Characterization of Human Corneal Epithelial Cell Model As a Surrogate for Corneal Permeability Assessment: Metabolism and Transport

• Published in: Drug metabolism and disposition Vol. 37; no. 5; pp. 992 - 998
• Main Authors: Xiang, Cathie D, Batugo, Minerva, Gale, David C, Zhang, Tao, Ye, Jingjing, Li, Chunze, Zhou, Sue, Wu, Ellen Y, Zhang, Eric Y
• Format: Journal Article
• Language: English
• Published: Bethesda, MD American Society for Pharmacology and Experimental Therapeutics 01.05.2009
• Subjects: Alcohol Oxidoreductases - metabolism; Animals; Biological and medical sciences; Cell Line; Chromatography, High Pressure Liquid; Cornea - cytology; Cornea - enzymology; Cornea - metabolism; Digoxin - metabolism; DNA, Complementary - biosynthesis; DNA, Complementary - genetics; Epithelial Cells - enzymology; Epithelial Cells - metabolism; Esterases - metabolism; Humans; Indinavir - metabolism; Mass Spectrometry; Medical sciences; Permeability; Pharmacology. Drug treatments; Rabbits; Reverse Transcriptase Polymerase Chain Reaction; RNA, Messenger - biosynthesis; RNA, Messenger - genetics; Eye; Characterization; Human; Visual system; Evaluation; Cornea; Biological transport; Epithelial cell; Models; Permeability; Pharmacokinetics; Metabolism
• ISSN: 0090-9556; 1521-009X
• DOI: 10.1124/dmd.108.026286

The recently introduced Clonetics human corneal epithelium (cHCE) cell line is considered a promising in vitro permeability model, replacing excised animal cornea to predict corneal permeability of topically administered compounds. The purpose of this study was to further characterize cHCE as a corneal permeability model from both drug metabolism and transport aspects. First, good correlation was found in the permeability values ( P app ) obtained from cHCE and rabbit corneas for various ophthalmic drugs and permeability markers. Second, a previously established real-time quantitative polymerase chain reaction method was used to profile mRNA expression of drug-metabolizing enzymes (major cytochromes P450 and UDP glucuronosyltransferase 1A1) and transporters in cHCE in comparison with human cornea. Findings indicated that 1) the mRNA expression of most metabolizing enzymes tested was lower in cHCE than in excised human cornea, 2) the mRNA expression of efflux transporters [multidrug resistant-associated protein (MRP) 1, MRP2, MRP3, and breast cancer resistance protein], peptide transporters (PEPT1 and PEPT2), and organic cation transporters (OCTN1, OCTN2, OCT1, and OCT3) could be detected in cHCE as in human cornea.
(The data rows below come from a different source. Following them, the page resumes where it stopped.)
PR #1205, opened 2025-03-07
Bump the version of MathQuill to pull in the removal of default `autoOperatorNames`.

drgrice1:
See https://github.com/openwebwork/mathquill/pull/37.

All default `autoOperatorNames` are removed to address https://github.com/openwebwork/webwork2/issues/2203 and https://github.com/openwebwork/webwork2/issues/2681.

Any of those operators can be added back if desired, but having them by default continues to cause issues with typing other things.

### DIFF
--- a/htdocs/package-lock.json
+++ b/htdocs/package-lock.json
@@ -7,7 +7,7 @@
             "name": "pg.javascript_package_manager",
             "license": "GPL-2.0+",
             "dependencies": {
-                "@openwebwork/mathquill": "^0.11.0-beta.3",
+                "@openwebwork/mathquill": "^0.11.0-beta.5",
                 "jsxgraph": "^1.10.1",
                 "jszip": "^3.10.1",
                 "jszip-utils": "^0.1.0",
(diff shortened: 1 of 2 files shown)


pstaabp:
Here's a problem that I tested this with: 
```
DOCUMENT();

loadMacros('PGstandard.pl', 'PGML.pl', 'contextUnits.pl');

Context('Units')->withUnitsFor('length', 'time');

$v = Compute("5 min/mi");

BEGIN_PGML
Enter [$v]

[_]{$v}
END_PGML

ENDDOCUMENT();
```

pstaabp (approved):
This looks good.

pstaabp:
@drgrice1: you can add back operators to math quill on a problem-level (or course-level) as needed, correct?  Where is this documented?

drgrice1:
Yes, you can do that.  However, it isn't really documented anywhere at this point.

The method used in https://webwork.maa.org/wiki/NamedAnswerRules gives the basic technique to modify the properties of the mqeditor for a specific answer rule.  That will work with `window.answerQuills.$ansName.mathField.addAutoOperatorNames` to add operators back.  Code can also be added in a problem to add operators for all answers, or in `PGcourse.pl` to do that for all problems in a course.

I thought I added a version the problem linked above to the sample problems, but now I am not seeing it. Hmm...

Alex-Jordan (approved):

However, multidrug resistance (MDR) 1 and organic anion transporting polypeptide 2B1 was not detected in cHCE; 3) cHCE was demonstrated to possess both esterase and ketone reductase activities known to be present in human cornea; and 4) transport studies using probe substrates suggested that both active efflux and uptake transport may be limited in cHCE. As the first detailed report to delineate drug metabolism and transport characteristics of cHCE, this work shed light on the usefulness and potential limitations of cHCE in predicting the corneal permeability of ophthalmic drugs, including ester prodrugs, and transporter substrates.